Adaptive Input Shaping for Flexible Systems Using an Extreme Learning Machine Algorithm Identification

Abstract

In this paper, a promoted adaptive input-shaping (AIS) with extreme learning machine (ELM) is presented to get zero residual vibration (ZRV) of severely time-varying flexible systems. Firstly, the ZRV condition and the traditional adaptive input-shaper is reviewed, together with its disadvantages of insufficient adaptability caused by giant amount of data and low-accuracy calculation caused by noise. After that, online sequential-ELM (OS-ELM) algorithm is introduced to identify the impulse response sequences of the flexible system, its fitting impulse response sequences are gotten to update the shaper parameters with fixed length and less noise; therefore, the above-mentioned problems of traditional AIS could be significantly avoided; that is to say, AIS’s adaptability and identification-accuracy could be improved apparently, which means better performance to suppress the residual vibration of the flexible system. Finally, the verification experiments of presented AIS are implemented on a two-links flexible manipulator, which is a classical flexible system with severely time-varying dynamics; the results proves the effectiveness of the presented AIS method for the vibration control of severely time-varying flexible systems.

1 Introduction

The solutions to reduce the residual vibration of flexible systems could be roughly divided into passive approaches and proactive approaches. The former include adding damping materials and modifying the design of mechanics [1], and the latter include feedback control and feedforward control. Among them, the input-shaping, because of its low costs and low difficulty, has gotten a lot of attention and become the hotspot in the field [2].

Input-shaping puts a bandstop filter before the flexible systems, banning the modal frequencies of the flexible systems; thus, the vibration of flexible systems wouldn’t be activated. However, the original input-shaper is robust less, which makes input-shaping could hardly get good performance in applications. To improve its robustness, robust input-shaper are developed. Robust input-shaper could get better performance [3, 4], but it’s in expense of additional shaping impulses [5], which means it sacrifices some response velocity. Consequently, adaptive-input-shaping (AIS) got more attention [6], adapting its impulse amplitudes and each impulse lag times to the changing system dynamic properties. Early AIS adapts its coefficients of input-shaper by empirical transfer function estimate (ETFE), which gets the modals by doing Fourier transform of I/O data from the flexible system, called indirect-AIS [2, 7]. It brings heavy burden of computation, and no high accuracy of the flexible system dynamics. Thus, direct-AIS was presented, adapting its coefficients of input-shaper by the algorithms such as recursive least square (RLS) [8], algebraic identification (AI) [9], and neural network (NN) [10]. Direct-AIS calculates the impulse response sequences of the flexible system using I/O data directly, and the corresponding updated parameters in input-shaper could be obtained.

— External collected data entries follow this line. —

PR #212, opened 2026-03-20
arkscript: move the client to policy-first scripts

sputn1ck:
## Summary

This PR moves the client stack to a policy-first model, where VTXO ownership and spend semantics travel as `PolicyTemplate` blobs plus explicit spend-path metadata and are compiled into taproot artifacts consistently at the edges. It replaces the old raw script tuple flow with `arkscript`-backed policy data, wiring that model through shared library helpers, protocol types, state machines, persistence, wallet and VTXO runtime, and daemon-facing integration surfaces.

The stack also includes the follow-up fixes that were needed to make the migrated flow correct and reviewable after rebasing onto fresh `main`: preserving stored concrete pubkeys when rehydrating round state from DB rows, fixing local-owner healing for zero-valued key locators, teaching directed sends to accept standard `policy_template` recipients, and keeping the final transition and generated-code paths lint-clean. The daemon integration step intentionally preserves the mailbox-edge factory and round-registration harness hooks so downstream integration tests do not lose useful test surface just because the client moved to policy-backed descriptors.

## Commit Stack (18 commits, bottom-up)

1. **build: use printf for colored Makefile output** - make the top-level `Makefile` status banners shell-safe so CI and `/bin/sh` runs do not trip over the colored output.
2. **lib/types: add policy-backed shared types** - introduce the shared policy-bearing types and core boarding-side data model.
3. **lib/tree: build VTXOs from policy templates** - teach the tree builders and materializers to consume policy-backed descriptors.
4. **lib/tx/checkpoint: compile policy-backed artifacts** - move checkpoint transaction construction onto semantic policy inputs and richer checkpoint artifacts.
5. **lib/tx: compile policy-backed forfeit spends** - switch forfeit tx construction to `arkscript` and introduce explicit sequence and locktime context for policy-driven spend paths.
6. **lib/tx/oor: compile policy-backed submit artifacts** - move OOR submit builders and tapleaf helpers onto policy-backed spend information.
7. **lib/scripts: remove legacy helper package** - drop the old script-helper package after its remaining tx-layer consumers have moved away.
8. **lib/tx/oor: keep tap trees on checkpoint PSBTs** - make checkpoint PSBT outputs the canonical home for tap-tree metadata and remove the late finalize rebinding helpers.
9. **lib/arkscript: clarify validation comments** - isolate the small validation comment cleanup from the functional migration steps.
10. **rpc: update round and OOR policy wire types** - update the round and OOR transport schemas plus generated protocol code.
11. **daemonrpc: add policy-backed lookup RPCs** - add daemon and indexer lookup RPC surfaces together with regenerated stubs and guards.
12. **indexer/darepod: consume lookup RPCs** - wire the new lookup RPCs into the indexer client and daemon-side lookup handlers.
13. **baselib/actor: add durable actor wait helpers** - split reusable durable-actor support into a small prep commit.
14. **oor: migrate actor and signing flow to policy** - port the OOR actor, signing flow, and persistence helpers to policy-backed inputs.
15. **round: migrate round registration to policy** - move round registration, join auth, codec, and transition handling to the new model, including the forfeit-only submission cleanup and the final FSM refactors that keep the migrated flow lint-clean.
16. **wallet/vtxo: propagate policy-backed descriptors** - thread policy-aware descriptors through wallet and VTXO business logic, including the incoming-handler fixups needed after rebasing onto fresh `main`.
17. **db: persist policy blobs and regenerate sqlc** - align storage, migrations, generated `sqlc` output, and merged-schema artifacts with the policy model, including preservation of stored concrete owner and operator pubkeys when round state is rehydrated from DB rows and healing of zero-locator local owners.
18. **darepod: wire policy through daemon and CLI** - finish the integration through darepod, wallet ops, chain backend plumbing, CLI, and public-path tests, while deliberately preserving the mailbox-edge factory and round-registration harness hooks used by downstream integration harnesses and adding focused vHTLC custom-input coverage for the policy-first path.

## Test Plan

- [x] `make lint-local`
- [x] `make sqlc-check`
- [x] `go test ./vtxo ./round ./db ./darepod ./oor ./wallet -count=1`
- [x] `go test ./darepod ./lib/arkscript ./oor -count=1`
- [x] `go test ./darepod -run 'TestServerNewMailboxEdgeUsesFactory|TestServerTriggerRoundRegistration|TestResolveRecipientOutput(Pubkey|Address|PolicyTemplateStandard|PolicyTemplateCustomRejected|NonTaprootRejected|InvalidPubkey)$' -count=1`
- [x] `go test ./db -run 'TestVTXOStore(SaveVTXOsHealsZeroLocatorOwner|GetVTXOPreservesStoredPubKeyParity)$' -count=1`


db/boarding_wallet.go
```diff
@@ -426,94 +420,6 @@ func (b *BoardingWalletStore) GetIntent(ctx context.Context,
 	return result, err
 }
 
-// MarkBoardingIntentsAdopted marks the provided boarding intent outpoints as
-// adopted in a single transaction. This operation validates expected state and
-// fails fast if any outpoint is missing or already in an unexpected terminal
-// state.
-func (b *BoardingWalletStore) MarkBoardingIntentsAdopted(ctx context.Context,
```
Roasbeef, line 433: Deleted?

lib/arkscript/node.go
```diff
@@ -0,0 +1,182 @@
...
+	}
+
+	// Compile the inner expression first.
+	innerScript, err := c.Inner.Script()
+	if err != nil {
+		return nil, fmt.Errorf("csv: failed to compile inner: %w", err)
+	}
+
+	// Build the full script: <inner> <lock> CSV DROP
+	builder := txscript.NewScriptBuilder()
```
Roasbeef, line 94: Can use `ScriptTemplate`: https://pkg.go.dev/github.com/btcsuite/btcd/txscript#ScriptTemplate

lib/arkscript/psbt.go
```diff
@@ -0,0 +1,276 @@
...
+		buf[0] = 0xff
+		binary.LittleEndian.PutUint64(buf[1:9], val)
+		_, err := w.Write(buf[:9])
+
+		return err
+	}
+}
+
+// readCompactSize reads a compact size integer from the reader.
+func readCompactSize(r io.ByteReader) (uint64, error) {
```
Roasbeef, line 363: Can use https://pkg.go.dev/github.com/btcsuite/btcd/wire#ReadVarInt

lib/arkscript/nums.go
```diff
@@ -0,0 +1,41 @@
+package arkscript
```
bhandras, line 1: I think it'd be slightly cleaner if we move things that we keep in a first commit, but also right now the `nums_test.go` file is permanently deleted.

lib/arkscript/node.go
```diff
@@ -0,0 +1,182 @@
+package arkscript
```
bhandras, line 1: Not necessarily something that needs action but imo introducing the node and policy template first could help with understanding the story.

darepod/server.go
```diff
@@ -370,19 +370,6 @@ func (s *Server) run(ctx context.Context,
 	// 3. Initialize the actor system.
 	// -------------------------------------------------------
 	s.actorSystem = actor.NewActorSystem()
-	// Register cleanup from least dependent to most dependent so that the
-	// defer LIFO order tears down components from most dependent to least
-	// dependent: actor system -> chain backend -> DB.
-	defer func() {
```
bhandras, line 508: This was intentional shutdown order fix. See eg. logs in this run: https://github.com/lightninglabs/darepo/actions/runs/23349606907/job/67924463825?pr=187
```
[WRN] ACTR: Failed to lease message from mailbox err="sql: database is closed" mailbox_id=oor-client
```

Added here: https://github.com/lightninglabs/darepo-client/pull/209

darepod/wallet_ops.go
```diff
@@ -144,3 +148,74 @@ func BuildTransferInputs(ctx context.Context,
...
+			return nil, fmt.Errorf("parse outpoint %q: %w",
+				ci.Outpoint, err)
+		}
+
+		var desc *vtxo.Descriptor
+
+		// If the caller provided amount and pkscript, build
+		// the descriptor directly (for VTXOs not in the local
+		// store, e.g., received via OOR).
+		if ci.AmountSat > 0 && len(ci.PkScript) > 0 {
```
bhandras, line 177: Do we need to ensure we adhere to the policy template? IIUC its not checked.

darepod/rpc_server.go
```diff
@@ -736,63 +736,83 @@ func (r *RPCServer) SendOOR(ctx context.Context,
...
 
-	selectReq := &wallet.SelectAndLockVTXOsRequest{
-		TargetAmount: targetAmt,
-	}
-	selectFuture := wRef.Ask(ctx, selectReq)
-	selectResult := selectFuture.Await(ctx)
+	if len(req.CustomInputs) > 0 {
+		// Custom inputs provided — bypass wallet selection
+		// and build TransferInputs from the specified VTXOs.
+		selectedInputs, err = BuildCustomTransferInputs(
```
bhandras, line 978: I think we should still lock vtxos otherwise we could end up with two concurrent spends.

darepod/wallet_ops.go
sputn1ck: removed in followup commits

db/boarding_wallet.go
sputn1ck: Yes — the entire call chain is gone. The old flow was: round actor sends MarkBoardingIntentsAdoptedRequest to wallet actor, which calls store.MarkBoardingIntentsAdopted(). The new flow sets BoardingStatusAdopted directly in the FSM transition (round/transitions.go:1184) before checkpointing the round, so the status is persisted atomically with the round state. This removed the race window between checkpoint and the separate adopted-marking message. The DB method, wallet handler, and message types all became dead code.

darepod/server.go
sputn1ck: Good catch — restored in c00fa27. Separate LIFO defers again so the DB outlives all actors: runtime -> OOR actor -> actor system -> lwwallet -> chain backend -> DB -> server conn.

darepod/rpc_server.go
sputn1ck: Added a doc comment in c00fa27. Custom inputs refer to non-standard VTXOs (e.g. vHTLC outputs from swaps) outside the wallet managed set, so the wallet actor does not track them for locking. For the swap use case, the swap daemon coordinates input lifecycle externally. A lock-by-outpoint mechanism for wallet-overlapping custom inputs can be added when needed.

darepod/wallet_ops.go
sputn1ck: As sputn1ck noted, addressed in the follow-up swap commits. Policy template validation happens server-side via ValidatePolicy() at submit time.

lib/arkscript/validate.go
```diff
@@ -0,0 +1,152 @@
...
+	key *btcec.PublicKey) bool {
+
+	if len(script) == 0 || key == nil {
+		return false
+	}
+
+	target := schnorr.SerializePubKey(key)
+
+	return bytes.Contains(script, target)
+}
```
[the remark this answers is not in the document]
sputn1ck: Fixed the doc comment in c00fa27 — now accurately describes the bytes.Contains heuristic. False positives are acceptable because this is a lightweight admission gate; full script VM execution at finalize time proves correctness.

indexer/client.go
```diff
@@ -218,6 +222,71 @@ func encodeProofTLV(msgType, serverID, principal, purpose string,
...
+		return nil, fmt.Errorf("build TLV stream: %w", err)
+	}
+
+	var buf bytes.Buffer
+	if err := tlvStream.Encode(&buf); err != nil {
+		return nil, fmt.Errorf("encode TLV proof: %w", err)
+	}
+
+	return buf.Bytes(), nil
+}
```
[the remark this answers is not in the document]
sputn1ck: Added clarifying comment in c00fa27. The two schemas are intentionally different: encodeProofTLV binds to a specific pk_script, while encodeScriptScopeProofTLV binds to a signerPubKey to authorize queries for all scripts derived from that key. Server distinguishes them via the script_scope message type discriminator.

darepod/server.go
```diff
@@ -466,7 +454,7 @@ func (s *Server) run(ctx context.Context,
 		&rpcMailboxAdapter{RPCServer: s.rpcServer},
 	)
 
-	lis, err := net.Listen("tcp", s.cfg.RPC.ListenAddr)
+lis, err := net.Listen("tcp", s.cfg.RPC.ListenAddr)
```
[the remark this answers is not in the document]
sputn1ck: gofmt -d reports no issues on the current state.

lib/arkscript/nums.go
sputn1ck: NUMS key is now covered by golden vector tests in golden_test.go which verify byte-identical output key computation. The commit stack was reorganized — commit 1 introduces the full lib/arkscript foundation (including nums.go) before any migration.

lib/arkscript/node.go
sputn1ck: Agreed — the rebased stack now does this. Commit 1 (arkscript: add semantic policy foundation) introduces all node types, policy template, and validation before any consumer migration.

darepod/wallet_ops.go
sputn1ck: Added client-side policy validation in 56da2d0. Both BuildCustomTransferInputs (input path) and validateOutputPolicyTemplate (recipient path) now run ValidatePolicy() to check Ark invariants (collab leaf with operator key, CSV-gated exit leaves) before initiating the OOR transfer. Previously this was only enforced server-side at submit time.

darepod/rpc_server.go
Roasbeef: So we have VTXO locking already on the client side. We can thread it through here as well.

lib/arkscript/anchor.go
```diff
@@ -0,0 +1,28 @@
...
+	"github.com/btcsuite/btcd/wire"
+)
+
+var (
+	// AnchorPkScript is a standard P2A script. This is a keyless output.
+	// This corresponds to address: bc1pfeessrawgf.
+	// The script path for this output requires no witness elements,
+	// meaning that it can be spent by anyone who provides the script and
+	// control block.
+	AnchorPkScript = []byte{
```
Roasbeef, line 14: There's a `txscript` constant for this.

litbot-9000:
@bhandras: review reminder
@roasbeef: review reminder

vtxo/manager.go
```diff
@@ -810,22 +810,25 @@ func clientVTXOToDescriptor(cv *round.ClientVTXO,
...
-		return fn.Err[*Descriptor](
-			fmt.Errorf("build tapscript: %w", err),
-		)
+	// Reconstruct the standard tapscript only when the round
+	// output uses the default Ark policy shape. Custom policies
+	// carry their semantic template and explicit spend paths
+	// instead of a derived standard tapscript.
+	var tapscript *waddrmgr.Tapscript
+	if len(cv.PkScript) > 0 {
+		desc := &Descriptor{PolicyTemplate: cv.PkScript}
```
bhandras: codex: This looks like `cv.PkScript` is being assigned into `Descriptor.PolicyTemplate`. `StandardTapScript()` decodes the semantic policy from `PolicyTemplate`, so this path never reconstructs the tapscript for standard round-created VTXOs and leaves `TapScript == nil` until a later DB reload heals it. Should this be `cv.PolicyTemplate` instead?

daemonrpc/daemon.proto
```diff
@@ -320,12 +370,19 @@ message Output {
         // delay, so the recipient gets a standard Ark VTXO.
         bytes pubkey = 3;
 
-        // pk_script is the raw output script for the recipient.
-        bytes pk_script = 4;
+        // policy_template is the serialized arkscript policy for the
```
bhandras, line 373: codex: `Output.policy_template` is documented here as a first-class recipient destination, but `SendVTXO` still resolves recipients through `resolveRecipientOutput()`, which only accepts pubkeys and taproot addresses and rejects this variant. That leaves the shared `Output` API advertising a destination type that works for `SendOOR` but not for directed in-round sends. Could we either teach `SendVTXO` this path too, or narrow the proto surface so the contract stays accurate?

round/transitions.go
```diff
@@ -1667,19 +1742,95 @@ func (s *PartialSigsSentState) transitionToForfeitCollection(
...
 	intents Intents, trees map[SignerKey]*tree.Tree,
 	roundID RoundID) ([]*ClientVTXO, error) {
 
 	vtxos := make([]*ClientVTXO, 0)
 	for _, req := range intents.VTXOs {
+		if req.OwnerKey.PubKey == nil {
+			continue
+		}
+
+		if req.OwnerKey.KeyLocator == (keychain.KeyLocator{}) {
```
bhandras: codex: `KeyLocator{}` is also a valid local owner when the wallet derived family/index `0/0`. This guard treats that real locator as "foreign" and skips materializing the confirmed VTXO, so the first key in a family can disappear from local balance tracking. Could we carry an explicit ownership bit here instead of using the zero locator as the sentinel?

vtxo/manager.go
bhandras: Fixed this by rebuilding the standard tapscript from the stored semantic
policy template instead of the concrete `pk_script` bytes.

I also added a regression test on the VTXO manager path so a round-created
standard VTXO materializes with its tapscript immediately rather than only
after a later DB reload.

daemonrpc/daemon.proto
bhandras: Good catch. I taught `SendVTXO`'s recipient resolution path to accept
standard `policy_template` destinations too.

That path now decodes the standard Ark VTXO template, derives the concrete
`pk_script`, and extracts the owner key needed for the collaborative spend.
I also tightened the proto comment to make it explicit that APIs needing a
collaborative owner key require the standard VTXO shape.

round/transitions.go
bhandras: Fixed by removing the zero-valued `KeyLocator{}` sentinel from this path.

Local ownership is now carried explicitly by the presence of an owner
descriptor, so a real locally derived `0/0` key is no longer treated as
foreign. I added a regression test that exercises the zero-locator owner
case to keep it from disappearing again.

bhandras (commented):
Draft replies for addressed comments

lib/types/boarding.go
```diff
@@ -108,35 +108,54 @@ type ForfeitRequest struct {
...
-	// preserved locally when the client owns the resulting VTXO.
-	OwnerKey keychain.KeyDescriptor
+	// ClientKey is the public key of the client used in the construction
+	// of the collaborative spend path of the VTXO.
+	ClientKey *btcec.PublicKey
 
+	// OwnerKey is the local key descriptor for the VTXO owner when this
+	// client controls the resulting output. This is local-only
+	// metadata and is not serialized onto the join-round wire.
+	OwnerKey keychain.KeyDescriptor
```
Roasbeef, line 150: Style nit: missing extra new line.

lib/tx/checkpoint/build.go
```diff
@@ -29,6 +29,11 @@ type Input struct {
 	// the closure system is canonical, higher layers should construct this
 	// leaf using closure helpers and pass the resulting script bytes here.
 	OwnerLeafScript []byte
+
+	// OwnerLeafPolicy is the semantic owner-leaf policy encoding that
+	// corresponds to OwnerLeafScript. When present, higher layers can
+	// reconstruct the owner leaf without decompiling raw script.
+	OwnerLeafPolicy []byte
```
Roasbeef, line 36: Non-blocking, but a type alias would be nice here to differentiate exactly what this is (the bytes encoded ast policy).

lib/tx/oor/taptree.go
```diff
@@ -38,72 +13,3 @@ func EncodeTapTree(leaves [][]byte) ([]byte, error) {
 func DecodeTapTree(data []byte) ([][]byte, error) {
 	return checkpoint.DecodeTapTree(data)
 }
-
-// PutTapTreePSBTInput stores an encoded tap tree blob into the given PSBT input
-// unknown fields, using TapTreePSBTKey.
-func PutTapTreePSBTInput(pkt *psbt.Packet, inputIndex int,
```
Roasbeef, line 44: Nice simplification here!

lib/tx/checkpoint/build.go
```diff
@@ -156,6 +156,7 @@ func BuildPSBT(policy arkscript.CheckpointPolicy, in Input) (*Result, error) {
 	}
 
 	pkt.Inputs[0].WitnessUtxo = in.SpentVTXO.Output
+	pkt.Outputs[0].TaprootTapTree = encodedTapTree
```
Roasbeef, line 159: 👍

rpc/roundpb/service.go
```diff
@@ -8,38 +8,39 @@ const (
 	// MethodJoinAck is the push event method name for
 	// ClientSuccessResp. The server sends this to acknowledge a
 	// client's JoinRoundRequest was accepted.
-	MethodJoinAck = "JoinAck"
+	MethodJoinAck = "ClientSuccessResp"
```
Roasbeef, line 11: This was wrong all along?

lib/types/codec.go
```diff
@@ -391,11 +386,9 @@ func decodeJoinAuthBoardingRequests(raw []byte) ([]*BoardingRequest, error) {
...
 func decodeJoinAuthBoardingRequest(raw []byte) (*BoardingRequest, error) {
 	var (
-		hash        []byte
-		index       uint64
-		clientKey   []byte
-		operatorKey []byte
-		exitDelay   uint64
+		hash   []byte
+		index  uint64
+		policy []byte
```
Roasbeef, line 391: 👍

Roasbeef (approved):
LGTM 🫛

db/boarding_wallet.go
bhandras: codex: Yep — this one is fully gone now. The old `MarkBoardingIntentsAdopted` path disappeared with the policy-first registration flow, so there is no remaining caller for it.

lib/arkscript/node.go
bhandras: codex: I took a closer look at this before folding anything into `#254`. `txscript.ScriptTemplate` turns byte params into pushdata, which is fine for building standalone script fragments from scratch, but not for the `arkscript` AST composition paths here. In `CSV.Script()` and `Condition.Script()` we need to splice already-compiled script fragments inline, and the template version changes the resulting script by inserting pushes. I verified that experimentally and it broke the golden-vector / AST composition tests, so I left the `ScriptBuilder` form in place here intentionally.

lib/arkscript/psbt.go
bhandras: codex: You were right here — my earlier “superseded” reply was too hand-wavy. I picked this up in follow-up PR `#254` by switching the Ark tap tree PSBT encoding over to `wire.ReadVarInt`/`wire.WriteVarInt`.

darepod/rpc_server.go
bhandras: codex: Agreed. I left the merged path as the smaller change, but I think the right follow-up is to thread wallet locking through here as well when a custom input overlaps wallet-managed VTXOs.

lib/arkscript/anchor.go
bhandras: codex: Fixed in follow-up PR `#254` by switching this over to the `txscript` constant instead of the raw opcode byte.

lib/types/boarding.go
bhandras: codex: Fixed in follow-up PR `#254` by adding the missing blank line.

lib/tx/checkpoint/build.go
bhandras: codex: Fixed in follow-up PR `#254` by introducing an `EncodedLeafPolicy` alias here so the semantic policy bytes are named more explicitly.

lib/tx/oor/taptree.go
bhandras: codex: Thanks — this part of the stack definitely got nicer once the semantic policy became the source of truth.

lib/tx/checkpoint/build.go
bhandras: codex: Thanks!

rpc/roundpb/service.go
bhandras: codex: Yeah, pretty much. It looks like this had drifted before the policy-first port, and `#212` was the first place we actually lined the service shape back up with the real wire behavior.

lib/types/codec.go
bhandras: codex: Thanks!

Because of little computation and easy operation, RLS algorithm got a lot of application in direct-AIS [8, 11, 12]; however, it could hardly achieve high-accuracy identification of severely time-varying flexible system because of the insufficient adaptability and noise effect. To get high-accuracy identification in adaptive control, a lot of approaches are presented, including fuzzy adaptive control [13], NN adaptive control [14, 15], and so on. However, the traditional NN algorithms have giant computation quantity, which causes their high demand on control systems. Extreme learning machine (ELM) algorithm, as a newly presented neural network algorithm in 2004 [16], could achieve much less computation but keep the advantages of high-accuracy [17]. After that, ELM algorithm attracts much attention, and many ELM based algorithms are promoted, including online sequential ELM (OS-ELM) [18], incremental ELM (I-ELM) [19], and so on. However, to the best knowledge of authors, it is still a blank in how to achieve real-time identification of online sequences for flexible system using the ELM algorithm.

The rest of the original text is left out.